A 2026 guide to FIBRAs — Mexico's publicly traded REITs — for expats and foreign investors: what they are, the major names, dividends, how to buy them, and the pros and cons versus owning property.
2026-07-11
Not everyone who wants exposure to Mexico’s booming property market wants to own a building. Buying a condo means a fideicomiso, an RFC, a contador, property management, and years of illiquidity. There’s a lighter path: FIBRAs — the Mexican equivalent of REITs — which let you own a slice of a large, professionally managed real estate portfolio through a single stock-market ticker.
If you want dividend income and real estate exposure without title, tenants, or paperwork, this is the vehicle to understand. This article is general information, not investment advice; talk to a licensed financial advisor and a contador about how FIBRAs fit your situation and tax residency.

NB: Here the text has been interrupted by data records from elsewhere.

PR #8237, opened 2024-01-15
Sync vendor and package json

mgrunberg:
This PR is a WIP. I'm not gonna be able to continue working on it for a while. I'm leaving as a way to show what I was doing.

My goal is to write something general, independent of the dependencies we have today. 

I found an issue with this approach. npm registry is hierarchical while importmaps is not. Let's take `flowbite` dependency as an example. When you pin it using importmaps it adds `@popperjs/core` to the map.

Flowbite has one file in it's package that includes popperjs in it. It's not picked by default. I guess it will be hard to code a universal way of finding this files, if they exists.

I don't want to end with an importmap of the importmap (a file saying which file to download for each importmap exception).

On idea to explore is use importamp.rb comments to decide what to do with the dependency.

```
# Default import
pin "@rails/ujs", to: "@rails--ujs.js" # @7.1.2

# Custom import 
pin "flowbite", preload: true # downloaded from https://cdnjs.cloudflare.com/ajax/libs/flowbite/2.2.1/flowbite.min.js
```

Default imports can be handled with the code that is right now in the PR.

For custom import we can rebuild the URL using package.json version and download the file. If the file is gone, raising an error force us to rewrite the comment with proper URLs.

The idea is not simple. Maybe we can use another approach, like always generate the importmap from package.json. In that case I'm not sure how to force/check that importmap.rb is in sync with package.json.

### DIFF
--- a/bin/prep-release
+++ b/bin/prep-release
@@ -29,5 +29,6 @@ end
 bump_version_file(version)
 system "bin/bundle"
 bump_npm_package(version)
+system "yarn install --frozen-lockfile"
 system "bin/rake", "dependencies:vendor"
 system "yarn build"
--- a/bin/prep-release
+++ b/bin/prep-release
@@ -29,4 +29,5 @@ end
 bump_version_file(version)
 system "bin/bundle"
 bump_npm_package(version)
+system "bin/rake", "dependencies:vendor"
 system "yarn build"
--- a/tasks/dependencies.rake
+++ b/tasks/dependencies.rake
@@ -1,0 +1,25 @@
+# frozen_string_literal: true
+
+namespace :dependencies do
+  desc "Copy package.json dependencies into vendor/javascript"
+  task :vendor do
+    # Update dependencies
+    system "yarn install --frozen-lockfile"
+
+    node_modules = File.expand_path("../node_modules", __dir__)
+    vendor = File.expand_path("../vendor/javascript", __dir__)
+
+    # Copy flowbite to vendor
+    FileUtils.cp(
+      File.join(node_modules, 'flowbite', 'dist', 'flowbite.min.js'),
+      File.join(vendor, 'flowbite.js')
+    )
+
+    # Delete sourcemaps refs
+    Dir.glob(File.join(vendor, '**', '*.js')).each do |file|
+      content = File.read(file)
+
+      File.write(file, content.gsub(/\/\/# sourceMappingURL=\S+/, ''))
+    end
+  end
+end
--- a/tasks/dependencies.rake
+++ b/tasks/dependencies.rake
@@ -3,9 +3,6 @@
 namespace :dependencies do
   desc "Copy package.json dependencies into vendor/javascript"
   task :vendor do
-    # Update dependencies
-    system "yarn install --frozen-lockfile"
-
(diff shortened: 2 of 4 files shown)


mgrunberg:
As we spoke in slack, [Rails deprecated rails_ujs in Rails 7.1](https://github.com/rails/rails/pull/50535) so it doesn't make sense to do an automatic task with it. I'm using rake to copy node_modules dependencies into vendor. Why rake and note a node script? Because I started the PR with rake.

javierjulio:
@mgrunberg thanks! All this looks good, I'm just having trouble running it locally. I have this branch checked out and tried running both `bin/rake dependencies:vendor` and `rake dependencies:vendor` but both fail. I don't know why.

```
> bin/rake dependencies:vendor
rake aborted!
Don't know how to build task 'dependencies:vendor' (See the list of available tasks with `rake --tasks`)

(See full trace by running task with --trace)
```

mgrunberg:
@javierjulio please try again. I forgot to import the task in Rake file. Honestly, I don't know how this worked for me without that :thinking:

tasks/dependencies.rake
```diff
@@ -0,0 +1,25 @@
+# frozen_string_literal: true
+
+namespace :dependencies do
+  desc "Copy package.json dependencies into vendor/javascript"
+  task :vendor do
+    # Update dependencies
+    system "yarn install --frozen-lockfile"
+
```
javierjulio, line 8: We are running this twice now in the test app setup which we should avoid. I think we need this in the `bin/prep-release` script instead which would be consistent with the `bin/bundle` line we run there.

```suggestion
```

bin/prep-release
```diff
@@ -29,4 +29,5 @@ end
 bump_version_file(version)
 system "bin/bundle"
 bump_npm_package(version)
+system "bin/rake", "dependencies:vendor"
```
javierjulio, line 32:
```suggestion
system "yarn install --frozen-lockfile"
system "bin/rake", "dependencies:vendor"
```

javierjulio:
@mgrunberg thanks! That makes sense. I couldn't recall that yesterday. It's working now.

tasks/test_application.rb
```diff
@@ -18,6 +18,7 @@ def soft_generate
       end
       Bundler.with_original_env do
         Kernel.system("yarn install") # so tailwindcss/plugin is available for test app
+        Kernel.system("rake dependencies:vendor") # so flowbite is available for test app
```
javierjulio, line 21: This would be available regardless (different reason from the line comment above), we just want to ensure the file is updated from the installed version in our npm package dependencies.

```suggestion
        Kernel.system("rake dependencies:vendor") # ensure flowbite is updated for test app
```

tasks/dependencies.rake
mgrunberg: done

bin/prep-release
mgrunberg: done

tasks/test_application.rb
mgrunberg: Thanks! Done

javierjulio (approved):
Thanks!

FIBRA stands for Fideicomiso de Infraestructura y Bienes Raíces — an “infrastructure and real estate trust.” It’s a trust that owns income-producing real estate (warehouses, malls, offices, hotels) and trades on the Mexican Stock Exchange (BMV). You buy CBFIs (trust certificates), which behave like shares.
The structure exists because of a tax deal, just like U.S. REITs: to keep its favorable status, a FIBRA must invest primarily in real estate, hold assets for a minimum period, and — crucially — distribute at least 95% of its taxable income to holders each year. That’s why FIBRAs are prized for income: they’re legally built to pay most of their earnings out to you.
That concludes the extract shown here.